» WORK REQUIRED:
The entire listing below is to be transcribed without a single slip.

══════

PR #749, opened 2024-08-09
Bugfix. federation binds to default exchange

spuun:
If the upstream configuration is created without an exchange it's stored as an empty string. Currently only a nil check is done if the downstream exchange should be used, meaning that the empty string is used and the link tries to bind to the upstream default exchange.

This will add a check for empty string.

Run specs

### DIFF
--- a/src/lavinmq/federation/upstream.cr
+++ b/src/lavinmq/federation/upstream.cr
@@ -63,7 +63,10 @@ module LavinMQ
         if link = @ex_links[federated_exchange.name]?
           return link
         end
-        upstream_exchange = @exchange ||= federated_exchange.name
+        upstream_exchange = @exchange || federated_exchange.name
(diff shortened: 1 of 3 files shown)


src/lavinmq/federation/upstream.cr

══════

» RESULT FOR THIS EXERCISE:
PR #749, opened 2024-08-09
Bugfix. federation binds to default exchange

spuun:
If the upstream configuration is created without an exchange it's stored as an empty string. Currently only a nil check is done if the downstream exchange should be used, meaning that the empty string is used and the link tries to bind to the upstream default exchange.

This will add a check for empty string.

Run specs

### DIFF
--- a/src/lavinmq/federation/upstream.cr
+++ b/src/lavinmq/federation/upstream.cr
@@ -63,7 +63,10 @@ module LavinMQ
         if link = @ex_links[federated_exchange.name]?
           return link
         end
-        upstream_exchange = @exchange ||= federated_exchange.name
+        upstream_exchange = @exchange || federated_exchange.name
(diff shortened: 1 of 3 files shown)


src/lavinmq/federation/upstream.cr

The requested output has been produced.